What if you made a list of all the things in your life that you'd like to be able to do, your bucket list so to speak. Then take: "live life as my true self" & put it at the very top of the list in capitol letters, italicized! This is the "A", number 1, absolutely most important item on the list. Until you accomplish this one, the rest just don't matter. Then structure your life accordingly. What might that be like?
I wrote a response, yesterday evening, to another PC member's post related to transitioning. I recalled a statement I read, many years ago, in a magazine for writers. In essence it went: a writer writes because s/he has to... because to not write would constitute a denial of the very essence of who s/he is... In some sense, perhaps something similar could be said about any situation involving living as one's true self: a person makes some life-altering change in her / his life because s/he has no other choice. To not do so would constitute a denial of the very essence of who s/he is. It would be a sort of living death itself.

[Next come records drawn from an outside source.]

PR #1687, opened 2022-06-03
fix: oauth error handling

adekbadek:
### All Submissions:

Fixes handling of failed OAuth credentials saving.

1. On `master`, explicitly return a `WP_Error`* from `save_auth_credentials` – try to connect Google via OAuth and observe it failing silently
2. Switch to this branch, observe the error returned to the front-end

\* Comment out the CSRF condition

### Other information:

### DIFF
--- a/includes/oauth/class-google-oauth.php
+++ b/includes/oauth/class-google-oauth.php
@@ -276,11 +276,8 @@ class Google_OAuth {
 		if ( is_wp_error( $user_info_data ) ) {
 			return $user_info_data;
 		}
-		return \rest_ensure_response(
-			[
-				'user_basic_info' => $user_info_data,
-			]
-		);
+		$response['user_basic_info'] = $user_info_data;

Perhaps the reality of your situation is that you're just not there yet. 'Perhaps you're still holding out hope that something will happen & all-of-a-sudden, everything will be fine Just as it is. It is possible for one to live one's entire life this way. (Look at me!) However, living this way is not pretty & I wouldn't recommend it. Still, it's your choice. But you do have to make it... or choose not to make it & instead just stumble along from one day to the next praying for the end to arrive as soon as possible. That's the road I took. And, again, I wouldn't recommend it...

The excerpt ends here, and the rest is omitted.